We know how to estimate heterogeneity for a given pair of treatments. Incoherence is only estimable when you have at least three treatments, and at least one loop in the network; one way to estimate it is by the sums of treatment effects around loops, which should be zero. We can fit a linear mixed model \[\log RR_{ij,k} = \beta_i-\beta_j+\epsilon_{ij,k}+\eta_{ij,k}+\xi_{ij}\] where now \(\eta\sim N(0,\tau^2_{ij})\) represents heterogeneity and \(\xi_{ij}\sim N(0,\omega^2)\) represents incoherence. Note that the incoherence effects \(\xi\) do not average away as \(k\) increases: they represent systematic differences in the sort of patients who were randomised between, say \(A\) vs placebo and \(A\) vs \(B\). The benefit of having a separate variance component for incoherence is that there’s not much information about incoherence in a typical network and we would prefer not to have it swamped by heterogeneity.
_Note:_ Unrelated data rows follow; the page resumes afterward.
PR #1507, opened 2020-08-18
Initial support for creating KV tables within a transaction

eddyashton:
Opening as a draft for now.

I had a more integrated version, but hit some thorny issues. For now this consists of a few new code paths, tested by `kv_dynamic_tables` unit test, that shouldn't affect the flow of existing transactions/real nodes.

The goal is to allow KV tables to be created after initialisation, during the execution of a transaction. This means that a `Tx`, which was previously just a collection of `TxView`s (each operating over a single `Map`), now operates over an entire `Store`. Rather than

```
Map& map = store.create<Map>("my_map");
...
auto view = tx.get_view(map);
```

we can now do

```
auto view = tx.get_view<Map>("my_map");
```

If `"my_map"` already exists (it was created by a previous transaction, or via the old-style `store.create`) this behaves like it used to. But if this map doesn't create, the `Tx` will instead create the underlying map at this point. This map is owned by the `Tx` while the transaction executes. During commit, if there are no conflicts, ownership of this new map is transferred to the `Store`, after which it (and its state) are visible to other transactions. If the `Store` is rolled back, we will drop (delete) any dynamic `Map`s which were created at a later commit version.

There are a few remaining TODOs for basic functionality:
- [x] Handling map creation on backups when deserialising entries/snapshots
- [x] Changing some of `Map*` to owning pointers, so they don't do dangerous things if their target map is rolled back mid-execution

Please use this PR for discussion. Does the basic approach look sound? Are there any cases you think the test cases are missing?

If we're happy with this, there are a few tasks for future PRs:
- Replace `Tx`s elsewhere in the code base with the 'new style' (ie - constructed with reference to a target `Store`). This will allow these `Tx`s to create `Map`s. I'd like to do this _everywhere_, and get rid of the 'old style' `Tx` (ie - the empty constructor), but we still use this in _a lot_ of places and its not clear they can all be replaced without deeper KV refactoring. If we're convinced these edge cases are read-only and will never created `Map`s, this is probably fine.
- Add some samples/documentation of creating `Map`s in the new style.
- Plumb this view retrieval into `js_generic`, so that `tables.foo` in a JS handler is (potentially) creating a table named "foo".

And maybe longer term work, which may simplify things but don't have an immediate benefit:
- Removing all use of `store.create`, and creating _all_ tables like this. In practice this means most of CCF's service tables will be constructed by the initial `create` RPC, with some additional governance tables seeded by additional governance requests.
- Removing the deprecated KV APIs. If we go with this approach everywhere, we don't need `Store::create`, or `Store::get` (nobody but `Tx` needs to hold references to `Map`s?), `Map`s don't need to know which `Store` they belong to (there's only one, its determined by the `Tx`).


src/kv/tx.h
```diff
@@ -74,13 +80,101 @@ namespace kv
...
+      {
+        // Store doesn't know this map yet - create it dynamically
+        {
+          const auto map_it = created_maps.find(map_name);
+          if (map_it != created_maps.end())
+          {
+            throw std::logic_error("Created map without creating view over it");
+          }
+        }
+        // TODO: Currently assuming all dynamic maps are replicated and private
```
eddyashton, line 131: This assumption is a big one, and I'm not sure how to deal with it. It seems ugly to have to specify these properties every time you ask for a map, but if we're potentially creating the map we need to know them somehow. Perhaps these properties should be rolled into the map type? We assume in C++ you somewhere have a definition `using MyMap = kv::Map<Foo, Bar>`, and that could easily be `using MyMap = kv::Map<Foo, Bar, PRIVATE, REPLICATED>`. That's really just sugar so you can write `auto view = tx.get<MyMap>("my_map")` rather than `auto view = tx.get<MyMap>("my_map", PRIVATE, REPLICATED)` every time. And we need to make this decision again in `js_generic` - does it create a single type of map, or allow these fields to be set.

achamayou:
How does `get_view()` specify whether the table should be public or not?

src/kv/test/kv_dynamic_tables.cpp
```diff
@@ -0,0 +1,292 @@
...
+  }
+
+  const auto version_before = kv_store.current_version();
+
+  {
+    INFO("Multiple dynamic tables can be created in a single tx");
+    auto tx = kv_store.create_tx();
+
+    auto [v1, v2] =
+      tx.get_view2<MapTypes::StringString, MapTypes::StringNum>("1", "2");
```
jumaffre, line 86: Nitpick: Could the tables be named "mapX" or something similar as "1" and "2" look more like keys and values.

src/kv/test/kv_dynamic_tables.cpp
```diff
@@ -0,0 +1,292 @@
...
+  }
+
+  SUBCASE("Map creation blocked by standard conflict")
+  {
+    constexpr auto key = "foo";
+    auto tx1 = kv_store.create_tx();
+    {
+      auto view1 = tx1.get_view(static_map);
+      const auto v = view1->get(key);
+      if (!v.has_value())
```
jumaffre, line 261: Why this check here? It seems that "foo" has never been `put` in the store so far?

src/kv/test/kv_dynamic_tables.cpp
```diff
@@ -0,0 +1,292 @@
...
+    }
+
+    auto tx2 = kv_store.create_tx();
+    {
+      auto view2 = tx2.get_view(static_map);
+      const auto v = view2->get(key);
+      if (!v.has_value())
+      {
+        view2->put(key, "bar");
+        auto dynamic_view = tx2.get_view2<MapTypes::StringNum>(dynamic_map_b);
```
jumaffre, line 276: Asking this here but it is a general question that I will probably answer myself while I go through the rest of the PR: if we create a new dynamic map through `get_view2` but do not `put` anything in that view, does the map still end up being created? If it does, perhaps a good name for `get_view2` would be `create_map` (which also returns a view on the newly created map).

src/kv/tx.h
```diff
@@ -74,13 +80,101 @@ namespace kv
...
+      {
+        // Grab opacity version that all Maps should be queried at.
+        auto txid = store->current_txid();
+        term = txid.term;
+        read_version = txid.version;
+      }
+
+      M* typed_map = nullptr;
+
+      auto type_erased_map = store->get_map(read_version, map_name);
```
jumaffre, line 120: I don't understand why this variable is called `type_erased_map`?

src/kv/tx.h
```diff
@@ -74,13 +80,101 @@ namespace kv
...
+      if (type_erased_map == nullptr)
+      {
+        // Store doesn't know this map yet - create it dynamically
+        {
+          const auto map_it = created_maps.find(map_name);
+          if (map_it != created_maps.end())
+          {
+            throw std::logic_error("Created map without creating view over it");
```
jumaffre, line 128: Does this make `tx.get_view2()` non-idempotent? My understanding is that it would be preferable for it to be idempotent?

src/kv/tx.h
jumaffre: What about we have `tx.create_view<type>(name, domain, replicated)` (basically the existing `get_view2()`, also returning a view over the new map) and a separate `tx.get_view(name)` which only returns a view? Not saying it's a great idea as this would break the "a map is created the first time a view on it is committed" assumption.

src/kv/tx.h
```diff
@@ -74,13 +80,101 @@ namespace kv
...
+          }
+        }
+        // TODO: Currently assuming all dynamic maps are replicated and private
+        const bool replicated = true;
+
+        auto new_map = std::make_shared<M>(
```
jumaffre, line 134: I am sure there's a very good reason but why not `make_unique`?

src/kv/test/kv_dynamic_tables.cpp
jumaffre: A (edge-case) corollary is: if within the same transaction, we create a map, put a key and remove that key, will the table be created on commit?

src/kv/store.h
```diff
@@ -409,6 +472,23 @@ namespace kv
       for (auto& map : maps)
         map.second->rollback(v);
 
+      // TODO: Lock dynamic maps? Or perhaps flatten both into a single
+      // container?
```
jumaffre, line 476: `map->rollback(v)` expects the map to be locked beforehand so I would say yes, definitely.

src/kv/tx.h
jumaffre: Ah! But what about if the type of the map is different between the two calls to `get_view2()`? This should definitely fail in that case.

src/kv/test/kv_dynamic_tables.cpp
jumaffre: `view_containers.h`:
```
// Transfer ownership of these new maps to their target stores, iff we
// have writes to them
```
Answers all my questions!

src/kv/view_containers.h
```diff
@@ -59,20 +73,49 @@ namespace kv
         ok = false;
         break;
       }
+
+      for (const auto& [map_name, map_ptr] : new_maps)
```
jumaffre, line 77: Minor: It feels like this should be done before we look at the conflicts (`prepare()`) between keys within maps?

src/kv/tx.h
eddyashton: So its actually an `AbstractMap`. Trying to distinguish the 3 levels of typing; `AbstractMap`, `kv::untyped::Map`, and `kv::Map<K, V>`. We need one of the latter 2 to call `create_view` on. Anyway I've renamed this in a later change, so we now have variables `abstract_map`, `untyped_map`, `typed_map`.

src/kv/tx.h
eddyashton: Will discuss this in depth later, but the reason I'm wary of adding an explicit `create_view` is that it complicates the programming model. My endpoint implementation just wants to get a view and write to the table - if creation is explicit I either need a _separate_ endpoint that creates the table first (and error handling in my endpoint when the table doesn't exist), or I need a creation path in my endpoint.

As a sketch, I want to do:
```
add_widget = fn(tx, request){
  auto widget_view = tx.get_view<WidgetID, Widget>("widgets");
  widget_view->put(request.widget_id, request.widget);
};
```

and ideally at this level I don't need to know about/care about the table metaproperties (domain, access rights, replicated, etc).

I think separate creation requires something like:
```
create_table = fn(tx, request){
  auto view = tx.create_view(request.table_name, request.table_properties);
  // NB: This creates an empty table?
};

add_widget = fn(tx, request){
  auto widget_view = tx.get_view<WidgetID, Widget>("widgets");
  if (widget_view == nullptr)
    return Error("widgets table does not exist");
  widget_view->put(request.widget_id, request.widget);
};
```

or

```
add_widget = fn(tx, request){
  auto widget_view = tx.get_view<WidgetID, Widget>("widgets");
  if (widget_view == nullptr)
  {
    // In this case, I guess widget_table_properties are specified by the script?
    widget_view = tx.create_view("widgets", widget_table_properties);
  }
  widget_view->put(request.widget_id, request.widget);
};
```

For completeness, another thing we've been considering is something like `"widgets"` is a public unencrypted table, and `"_widgets"` is a private encrypted table. This is neat for now, but doesn't necessarily scale to future table properties. It has the big advantage that its not possible to disagree on these properties in one location from another - they're all included in they key.

src/kv/tx.h
eddyashton: We need to transfer ownership of these maps from this `Tx` to the `Store`, on commit - for that they could be `unique_ptr`. But there's an additional case we need to handle (that we don't currently) - if a transaction is executing over a dynamic map, the map could be rolled back (and deleted) while a `View` over it still exists. Currently this is just a standard pointer - _maybe_ that's fine because we check the rollback counter before accessing the pointer? But to be sure I'd like that `View` to hold a `weak_ptr` or `shared_ptr` to this map, so this map would need to be owned by a `shared_ptr`.

src/kv/view_containers.h
eddyashton: I think we can do these in either order, I don't see a reason to prefer doing one first? Though looking at it in the diff I've just noticed we're doing this in the loop, once-per-view, which is wrong.

src/kv/tx.h
eddyashton: I don't understand the idempotence concern. This check is really just dumb and should never be true, but if it is (as with the error for non-`AbstractTxView` below) we want a loud failure to tell us some expectation is not true.

jumaffre: As discussed, this is fine because if we call `get_view2` twice with the same `"map"` on the same `tx`, the `map` would be in the `view_list` on the second call and we would return early.

src/kv/store.h
```diff
@@ -199,25 +216,68 @@ namespace kv
...
-      auto replicated = true;
-      if (replicate_type == kv::ReplicateType::NONE)
+
+      auto result = std::make_shared<M>(
+        this, name, security_domain, is_map_replicated(name));
+      maps[name] = std::make_pair(NoVersion, result);
+      return *result;
+    }
+
+    std::shared_ptr<AbstractMap> get_map(
```
achamayou, line 228: Can we explicitly make this experimental with a comment (and keep it out of doxygen or mark it as such there too?).

src/kv/store.h
```diff
@@ -241,14 +301,16 @@ namespace kv
       {
         std::lock_guard<SpinLock> mguard(maps_lock);
 
-        for (auto& map : maps)
+        for (auto& it : maps)
```
achamayou, line 304: `for (auto& [_, map] : maps)` should work I would have thought?

src/kv/test/kv_dynamic_tables.cpp
```diff
@@ -0,0 +1,501 @@
...
+    REQUIRE(public_view != private_view);
+
+    const auto pub_v = public_view->get("foo");
+    REQUIRE(pub_v.has_value());
+    REQUIRE(pub_v.value() == "bar");
+
+    const auto priv_v = private_view->get("hello");
+    REQUIRE(priv_v.has_value());
+    REQUIRE(priv_v.value() == "world");
+  }
```
achamayou, line 500: I may be useful to additionally check that dynamic maps happily survive being swapped from one store to another (which happens during recovery, in the public -> private phase).

achamayou (approved):

jumaffre (approved):

src/kv/store.h
eddyashton: No, the value here is a pair, so the `map` is actually `it.second.second`. Ideally we'd have nested structured bindings so I could write something like `auto& [_, [v, map]] : maps`, but this isn't supported yet so we're stuck with 2 lines.

achamayou (approved):

src/kv/store.h
achamayou: Ah right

There’s a problem, though. The network above contains two three-armed trials. In a three-armed trial there is loop in the network entirely contained in one trial, which – as a matter of arithmetic – sums to zero. We will tend to underestimate incoherence when there are multi-armed trials. [Also, in a \(k\)-armed trial, each individuals contributes to \(k-1\) edges, but that can be handled by weighting]
The problem is because a graph is not a flexible enough data structure to represent multi-armed trials: we need a hypergraph. Hypergraphs sound scary, but there’s a straightforward representation of them as bipartite graphs: graphs with two types of nodes.
Here’s a simpler network:
The three red edges could be three separate trials or three arms of one trial; the graph can’t distinguish, but the calculations have to.
We can rewrite the network with two sets of nodes – intervention nodes and trial nodes – and edges representing trial arms. If the three red edges are in different trials we get
with trials numbered at random. We have all the same paths between treatments as in the original graph, but now a path between two treatments involves one or more pairs of edges. The edges in each pair must be necessarily be in the same trial or they won’t join up, so we’re still preserving randomisation. There’s still a red loop, as there should be: the red edges do contribute to incoherence.
If the three red edges are in the same trial, we get
with no red loops. The spurious loop that’s entirely within the three-armed trial has disappeared!
We can now write a linear mixed model based on the bipartite graph. It’s harder to distinguish incoherence and heterogeneity. Writing \(P[\textrm{event}]_{i,k}\) for the probability of an event in trial \(k\), intervention \(i\), we could simplify to \[\log P[\textrm{event}]_{i,k} = \beta_i+\epsilon_{i,k}+\eta_{i,k}.\] To add incoherence we’d need \(\xi_{i:\textrm{combo}}\) random effects representing the bias in treatment \(i\) when it’s one of a specific combination of options. At that point it’s probably worth putting a more explicit prior on the incoherence effects.
Lin Bi did a short MSc research project with me on this idea, and it seems to work. Since that was in about 2012, it doesn’t look as though either of us is going to publish it any time soon, so at least there’s a blog post.